One of the resolutions that made it to the floor was one dealing with violence against women. After a long debate (Manning intervened to ensure it passed) the convention passed a resolution stating that the party was opposed to violence against women. But before it was passed someone put forward an amendment to the effect that men engaging in such violence required punishment according to the law. It was overwhelmingly defeated. It was one thing to be against violence against women, it was quite something else to actually hold men accountable for their actions. After all, they might have had a good reason.

This is the sick and backward sentiment that Stephen Harper is playing to on the abortion issue. It is not just the protection of the fetus -- it is the determination by Reform Conservatives to put women in their place -- to deny them rights, to punish then for even thinking that they can exercise them. It is the politics of revenge -- punishing women for the rights they have exercised over the past 30 to 40 years. It reveals a visceral reaction to modernity, secularism and humanism.

Liberal ineptness has allowed Harper to successfully frame the abortion issue as one blaming the Liberals for re-introducing the debate -- an amazing accomplishment when you consider the deliberateness of the calculations Harper and his Christian lieutenants went through when deciding to unleash the issue on the country.

He continues to try to reintroduce the topic whenever he can. When he was doing a Q&A with 120 members of the G8/G20 National Youth Caucus he replied to a question re: excluding abortion from the maternal health initiative with this re-writing of history: "There are things that can be done, not controversial things, things that are not expensive. They can make a real significant difference in the lives of people around the world."

First, he was unable to name any of the "things" he referred to and his off-the-cuff announcement of a maternal health initiative is as vague the day it was revealed: no program, no budget, no plan. But the statement also reveals a deliberate attempt to get the abortion debate going again. By referring to the right to choose as "controversial" Harper was deliberately stating that as far as he is concerned the issue has not been settled.

But it has been settled -- long ago, by the government deciding to remove any mention of abortion in any legislation. It is simply a matter between a woman and her doctor.

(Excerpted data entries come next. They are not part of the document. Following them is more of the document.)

PR #376, opened 2018-03-28
Rebuild Filters component and SchemaSieve to use JSON schema

LucianBuzzo:


__tests__/SchemaSieve.spec.js
```diff
@@ -0,0 +1,1547 @@
...
+          is_less_than: 'less than'
+        }
+      },
+      'Key Value Pair': {
+        v4Type: 'object',
+        testValue: { tag_name: 'test', tag_value: 'test' },
+        operators: {
+          is: 'is',
+          is_not: 'is_not',
+          key_is: 'key is',
```
thgreasi: Would it make sense to have the value here be `name is`?

src/components/Filters/SchemaSieve.ts
```diff
@@ -1,157 +1,516 @@
...
+	return pickBy(collection, m => every(validators, v => v(m)));
+};
 
-			if (operator! in filterTests[type].rules) {
-				const result = filterTests[type].rules[operator!];
-				return isPlainObject(result)
-					? result.test(target, value)
-					: result(target, value);
-			}
+export const getDataModel = (schema?: JSONSchema6) => {
```
thgreasi: Would it make sense to move this to `DataTypes/index.tsx` so that it's closer to the objects that it manages/exposes? In that case the `DataTypes` folder/"namespace" would have the full responsibility of resolving and providing, eh, the DataTypes... and this file will be uncoupled from each specific DataType available.

src/components/Filters/SchemaSieve.ts
```diff
@@ -1,157 +1,516 @@
...
+		return DataTypes.boolean;
+	}
+	if (type === 'number') {
+		return DataTypes.number;
+	}
+
+	return null;
+};
+
+export const createFullTextSearchFilter = (
```
thgreasi: Would it make sense to move the FullTextSearch related methods to a different file?
This is yet an other implementation of a filter type, so it might not have to be next to the sieve methods, even though re-exporting is required.

src/components/Filters/SchemaSieve.ts
```diff
@@ -1,157 +1,516 @@
...
 
-	filterArray(collection: any[], input: FilterRule | FilterRule[]) {
-		return collection.filter(item => this.test(item, input));
+	return map(model.operators, (value, key) => ({
+		slug: key,
+		label: value.getLabel(subSchema),
+	}));
+};
+
+const convertToBooleanSignature = (
```
thgreasi: Could we move all the migration/legacy/v3 related pieces in a separate migration module?

src/components/Filters/SchemaSieve.ts
```diff
@@ -1,157 +1,516 @@
...
+const convertToStringSignature = (
+	legacyFilter: v3.BaseFilter,
+): FilterSignature => {
+	const signature = {
+		field: legacyFilter.name,
+		value: legacyFilter.value,
+		operator: '',
+	};
+
+	switch (legacyFilter.operator) {
```
thgreasi: It seems that this switch could be replaced by a mapping object and have something like
```
signature.operator = legacyFilterMap[legacyFilter.operator] || legacyFilter.operator || '';
```
Probably also applies to other methods.

src/components/Filters/index.tsx
```diff
@@ -81,291 +89,217 @@ const FilterWrapper = styled(Box)`
...
+		const item = currentEdit[index];
+		currentEdit.splice(index, 1, { ...item, operator });
+		this.setState({
+			edit: currentEdit,
+		});
 	}
 
-	showEditModal(rule: FilterRule) {
+	setEditValue(value: string, index: number) {
+		console.log('setting edit value', value);
```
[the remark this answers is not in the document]
thgreasi: These two look exactly almost identical.
How about combining into one `setEditProps(index: number, props: { operator?: string; value?: string; })` (or typed as the two objects used in here with `|`)?

src/components/Filters/index.tsx
```diff
@@ -81,291 +89,217 @@ const FilterWrapper = styled(Box)`
...
+			const matchIndex = findIndex(currentFilters, { $id });
+			currentFilters.splice(matchIndex, 1, filter);
+			filters = currentFilters.slice();
 		} else {
-			update.value = '';
+			filters = currentFilters.concat(filter);
 		}
 
-		return update;
+		console.log('FILTERS', filters);
```
thgreasi: `console.log` :police_car:

src/components/Filters/index.tsx
```diff
@@ -81,291 +89,217 @@ const FilterWrapper = styled(Box)`
 	position: relative;
 `;
 
+interface EditModel {
```
thgreasi: This is identical to `FilterSignature` and we are cross-assigning vars with casting. Should we dedup them or make the one extend the other?

src/components/Filters/index.tsx
```diff
@@ -81,291 +89,217 @@ const FilterWrapper = styled(Box)`
...
-			set(filter, attribute, value);
-		}
+	editFilter(filter: JSONSchema6) {
+		const { schema } = this.props;
 
-		return filter;
+		const signatures = SchemaSieve.decodeFilter(schema, filter);
+
+		this.setState({
+			edit: signatures as EditModel[],
```
thgreasi: Can we move that cast inside `decodeFilter`?

src/components/Filters/index.tsx
```diff
@@ -81,291 +89,217 @@ const FilterWrapper = styled(Box)`
...
 
-	handleFilterFormChange(value: string, attribute: keyof FilterModel) {
-		const update = this.updateFilter(
-			this.state.edit as FilterModel,
-			attribute,
-			value,
+	removeFilter({ $id }: JSONSchema6) {
+		this.setState(
+			prevState => ({
+				filters: prevState.filters.filter(f => f.$id !== $id),
```
thgreasi: How about [`_.reject`](http://devdocs.io/lodash~4/index#reject)?
(filtering the filters!!!)

src/components/Filters/index.tsx
```diff
@@ -81,291 +89,217 @@ const FilterWrapper = styled(Box)`
...
-
-		if (store) {
-			store.data = store.data.filter(v => v.id !== view.id);
-
-			this.props.setViews(views);
-		}
+	deleteView({ id }: FiltersView) {
+		this.setState(
+			prevState => ({
+				views: prevState.views.filter(v => v.id !== id),
```
thgreasi: > How about [`_.reject`](http://devdocs.io/lodash~4/index#reject)?

src/stories/__Tools_JSONSchema.js
```diff
@@ -0,0 +1,100 @@
...
+const ajvKeywords = require('ajv-keywords')
+const metaSchema6 = require('ajv/lib/refs/json-schema-draft-06.json')
+
+const ajv = new Ajv()
+ajvKeywords(ajv)
+ajv.addMetaSchema(metaSchema6)
+
+window.ajv = ajv
+
+class Validator extends React.Component {
```
thgreasi: Woohoo!

typings/rendition.d.ts
```diff
@@ -64,54 +65,28 @@ declare module 'rendition' {
...
+	interface DataTypeModel {
+		operators: {
+			[key: string]: {
+				getLabel: (schema: JSONSchema6) => string;
+			};
 		};
+		decodeFilter(filter: JSONSchema6): null | FilterSignature;
+		createFilter(
+			field: string,
+			o: string,
```
thgreasi: I would love to see a better name here.

typings/rendition.d.ts
```diff
@@ -508,4 +496,65 @@ declare module 'rendition' {
 	}
 
 	const Theme: Theme;
+
+	namespace v3 {
```
thgreasi: Could we move this to an other file and re-export as part of the namespace here?
Or maybe we can also declare `declare module 'rendition' { namespace V3 { /*...*/ } }` in the other file and just import it here.

LucianBuzzo:
Thanks for the review @thgreasi !

package-lock.json
```diff
@@ -0,0 +1,15352 @@
+{
+  "name": "rendition",
```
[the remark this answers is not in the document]
LucianBuzzo: Yep it was intentional

__tests__/SchemaSieve.spec.js
```diff
@@ -0,0 +1,1547 @@
...
+        },
+        'Entry 5': {
+          foo: 'bar'
+        }
+      }
+
+      it('should correctly test values using the "is" operator', function () {
+        const filter = sieve.createFilter(schema, [{
+          field: 'Tag',
+          operator: 'is',
```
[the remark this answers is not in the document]
LucianBuzzo: Good idea, I'll add one

__tests__/SchemaSieve.spec.js
```diff
@@ -0,0 +1,1547 @@
...
+
+      expect(sieve.getDataModel(schema)).toBe(null)
+    })
+
+    it('should return a model for string types', () => {
+      const schema = {
+        type: 'string'
+      }
+
+      expect(sieve.getDataModel(schema)).toContainAllKeys(dataModelKeys)
```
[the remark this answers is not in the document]
LucianBuzzo: Do you think we should check against the actual expected model?

__tests__/SchemaSieve.spec.js
```diff
@@ -0,0 +1,1547 @@
...
+          expect(
+            stripId(sieve.migrateLegacyFilter(schema, legacyFilter))
+          ).toEqual(
+            stripId(filter)
+          )
+        })
+      })
+    })
+
+    it(`should convert legacy 'Full Text Search' filters`, () => {
```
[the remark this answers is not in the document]
LucianBuzzo: Yep, but I will add a test for this

src/components/DataTypes/boolean.tsx
```diff
@@ -0,0 +1,84 @@
...
+	is: {
+		getLabel: (_s: JSONSchema6) => 'is',
+	},
+};
+
+type OperatorSlug = keyof typeof operators;
+
+export const decodeFilter = (filter: any): FilterSignature | null => {
+	const field = Object.keys(filter.properties!).shift()!;
+	const operator: OperatorSlug = filter.title;
```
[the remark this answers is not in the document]
LucianBuzzo: I thought a lot about this and I settled on putting the operator as the `title` and the human readable description as the `description`. I'm stretching the spec a bit here, but this seemed to make the most sense

__tests__/SchemaSieve.spec.js
```diff
@@ -0,0 +1,1547 @@
...
+    Object.keys(schema.properties).forEach(type => {
+      it(`should return an array of operators for the '${type}' type`, () =>
+        sieve.getOperators(schema, type).forEach((operator) =>
+          expect(operator).toContainAllKeys(['slug', 'label'])
+        )
+      )
+    })
+  })
+
+  describe('.migrateLegacyFilter()', () => {
```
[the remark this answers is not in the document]
LucianBuzzo: Yep, good idea, I've moved them to separate file now

__tests__/SchemaSieve.spec.js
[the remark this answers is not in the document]
thgreasi: I thought so, but if you think that there is no added benefit then plz just ignore this.

src/components/DataTypes/boolean.tsx
```diff
@@ -0,0 +1,84 @@
...
+	return {
+		field,
+		operator,
+		value,
+	};
+};
+
+export const createFilter = (
+	field: string,
+	o: string,
```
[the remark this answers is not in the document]
LucianBuzzo: Good idea, I've updated the other type files as well

src/components/DataTypes/index.tsx
```diff
@@ -0,0 +1,15 @@
+import * as booleanType from './boolean';
```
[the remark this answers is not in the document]
LucianBuzzo: yes definitely!

src/components/Filters/Summary.tsx
```diff
@@ -85,29 +65,20 @@ class FilterSummary extends React.Component<
 		});
 	}
 
-	render() {
-		if (every(this.props.rules, r => !isValidRule(r))) {
-			return null;
-		}
+	setExistingId(e: Event) {
```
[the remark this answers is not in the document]
LucianBuzzo: good catch

src/components/Filters/Summary.tsx
```diff
@@ -147,24 +118,31 @@ class FilterSummary extends React.Component<
 						</form>
 					</Modal>
 				)}
-				<Flex wrap>
-					{this.props.rules.map(rule => {
-						if (!isValidRule(rule)) {
```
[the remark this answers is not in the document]
LucianBuzzo: I'm going to handle it in the filterdescription component

src/components/Filters/ViewsMenu.tsx
```diff
@@ -136,60 +133,47 @@ class ViewsMenu extends React.Component<ViewsMenuProps, ViewsMenuState> {
...
-													</ViewListItem>
-												);
-											})}
-										</UnstyledList>
-									</Box>
-								);
-							})}
+							map(groupedViews, (views: FiltersView[], scope) => (
+								<Box key={scope}>
+									{(!!scope && scope !== 'null') && (
```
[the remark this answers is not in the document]
LucianBuzzo: urgh, completely unnecessary too! I'll tidy this up

src/components/Filters/index.tsx
```diff
@@ -1,41 +1,49 @@
...
+import Summary from './Summary';
+
+interface FilterInput {
+	schema: JSONSchema6;
+	value: any;
+	operator: string;
+	onUpdate: (value: any) => void;
+}
+
+const FilterInput = (props: any) => {
```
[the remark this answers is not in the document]
LucianBuzzo: yep done

src/components/Filters/index.tsx
```diff
@@ -81,291 +89,217 @@ const FilterWrapper = styled(Box)`
...
-		this.props.setRules(this.filterInvalidRules(rules));
 	}
 
-	generateFreshEdit() {
-		if (!this.props.schema) {
-			return {};
+	getCleanEditModel(field?: string) {
+		const { schema } = this.props;
+		if (!field) {
+			field = Object.keys(schema.properties as JSONSchema6).shift()!;
```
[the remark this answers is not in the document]
LucianBuzzo: good catch

src/components/Filters/index.tsx
LucianBuzzo: I always forget about reject :) it's so neat

typings/rendition.d.ts
LucianBuzzo: I prefer to keep it here for simplicities sake

src/components/Filters/SchemaSieve.ts
```diff
@@ -1,157 +1,173 @@
...
-			return this.filterArray(collection, input);
-		}
-		if (isPlainObject(collection)) {
-			return this.filterObject(collection, input) as Partial<T>;
-		}
+	return pickBy(collection, m => every(validators, v => v(m)));
+};
 
-		throw new Error('collection argument must be either object or array.');
+export const getDataModel = (schema?: JSONSchema6) => {
```
thgreasi: > Would it make sense to move this to `DataTypes/index.tsx` so that it's closer to the objects that it manages/exposes? In that case the `DataTypes` folder/"namespace" would have the full responsibility of resolving and providing, eh, the DataTypes... and this file will be uncoupled from each specific DataType available.

src/stories/Filters.js
```diff
@@ -35,71 +33,68 @@ const Tag = ({ tag }) => (
...
+    Name: {
+      title: 'Pokemon Name',
+      type: 'string'
+    },
+    Description: {
+      title: 'Pokemon Name',
+      type: 'string'
+    },
+    Abilities: {
+      title: 'Pokemon Name',
```
thgreasi: I think that these titles should be changed.
image

src/components/Filters/index.tsx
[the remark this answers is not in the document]
thgreasi: > These two look exactly almost identical.
How about combining into one `setEditProps(index: number, props: { operator?: string; value?: string; })` (or typed as the two objects used in here with `|`)?

^ ?

package.json
```diff
@@ -58,7 +58,7 @@
     "ts-loader": "^3.0.2",
     "ts-node": "^3.3.0",
     "tslint": "^5.8.0",
-    "typescript": "^2.6.2"
+    "typescript": "^2.8.1"
```
thgreasi: I guess we I should resume working on the respective UI PR as well :) :+1:

src/components/Filters/SchemaSieve.ts
```diff
@@ -1,157 +1,173 @@
...
+		const subSchema = schema.properties![field] as JSONSchema6;
+		const model = getDataModel(subSchema);
+
+		if (!model || !model.operators.hasOwnProperty(operator)) {
+			return {};
 		}
 
-		return filterTests[type].validate(value);
-	}
+		return (model.createFilter as (...args: any[]) => JSONSchema6)(
```
thgreasi: Could we define a base signature to cast `createFilter`?
```
(
field: string,
operator: string,
value: any,
subSchema: JSONSchema6,
) => JSONSchema6
```
This way we can reduce the amounts of `any` used and have a place that actually checks that all `createFilter` implementations are compatible.

src/components/Filters/SchemaSieve.ts
```diff
@@ -1,157 +1,173 @@
...
+			field,
+			operator as any,
```
thgreasi: We can get rid of this, even if we change the `createFilter` cast right above.

package-lock.json
```diff
@@ -0,0 +1,15352 @@
...
+    },
+    "babel-plugin-transform-es2015-modules-amd": {
+      "version": "6.24.1",
+      "resolved": "https://registry.npmjs.org/babel-plugin-transform-es2015-modules-amd/-/babel-plugin-transform-es2015-modules-amd-6.24.1.tgz",
+      "integrity": "sha1-Oz5UAXI5hC1tGcMBHEvS8AoA0VQ=",
+      "dev": true,
+      "requires": {
+        "babel-plugin-transform-es2015-modules-commonjs": "6.26.0",
+        "babel-runtime": "6.26.0",
+
```
thgreasi: !!! the lock still points to ts 2.8.1 !!!

LucianBuzzo:
@thgreasi I can't reply to your quoted comments :(

thgreasi:
@LucianBuzzo wait, what? Why? You mean that there is no reply button on GH or that my comments are a bit meaningless?

LucianBuzzo:
@thgreasi Theres no reply button!
screen shot 2018-04-03 at 14 24 53

src/components/DataTypes/object.tsx
```diff
@@ -0,0 +1,385 @@
...
+export const createFilter = (
+	field: string,
+	operator: OperatorSlug,
+	value: any,
+	schema: JSONSchema6,
+): JSONSchema6 => {
+	const { title } = schema;
+	const base: ObjectFilter = {
+		title: operator,
+		description: `${title || field} ${operators[operator].getLabel(
```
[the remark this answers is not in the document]
LucianBuzzo: I prefer to KISS then DRY

src/components/Filters/FilterDescription.tsx
```diff
@@ -19,53 +15,22 @@ const ButtonWrapper = styled.button`
...
-			<em>{props.rule.value}</em>
-		)}
-	</Flex>
+const FilterDescriptionInner = (props: { filter: JSONSchema6 }) => (
+	<Box>
+		{!!props.filter.anyOf &&
+			props.filter.anyOf.map((f, i) => (
+				<React.Fragment key={i}>
+					{i > 0 && <em> or </em>}
+					<span>{f.description}</span>
```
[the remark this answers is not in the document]
LucianBuzzo: 👍

LucianBuzzo:
>Is this used anywhere? After a quick search I didn't find any place that is referenced, only found that it's defined in here and for the full text search filter.
The `required` declaration is required for the JSON schema to validate correctly, its actually part of the filtering logic.

LucianBuzzo:
>NIT: Since this is the only method that returns JSX notation(/element factory/however else it's called anyway), would it make more sense to name these as render?

It's very likely that I will expand these modules to be able to `Display` data as well, so keeping this named `Edit` is helpful

LucianBuzzo:
>These two look exactly almost identical.
How about combining into one setEditProps(index: number, props: { operator?: string; value?: string; }) (or typed as the two objects used in here with |)?

I'd really prefer to keep these separate, for the sake of simplicity

thgreasi:
Woohoo!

And I have to wonder whether or not there was co-ordination between the PMO and Preston Manning's recent intervention on the issue. Manning, you may recall, got Conservative pollster Allan Greg to do a little manipulating to make it look as though Canadians actually opposed a woman's right to decide if she wants to give birth.

The poll "discovered" that 60 per cent of Canadians strongly agreed that abortion is morally wrong. But it did not ask whether people thought women should still have the right to decide. That question was posed a couple of weeks later by Ekos and that polling form revealed that nothing had changed regarding Canadians support of women's rights: 52 per cent of Canadians describe themselves as "pro-choice;" 27 per cent say they are "pro-life" -- numbers unchanged in ten years

As for excluding abortion in the government's initiative a Canadian Press-Harris Decima poll conducted in May found that 58 per cent of respondents oppose Mr. Harper's exclusion of abortion -- up from about 46 per cent in March.

What's the motivation here when Harper clearly knows these numbers and has no intention of introducing legislation to turn back the law? My guess is that he simply wants to energize his base -- get them agitated, more satisfied about the state of politics in the country, and writing more checks to the party that speaks for them. Another way of looking at it is through Harper's well-known strategy of identifying niche voting "markets" and going after them. In this case Harper, with Manning's help, wants to get the women-hating vote locked up. The 70,000 deaths caused each year in the world due to botched abortions is clearly not too high a price to pay for that voting block.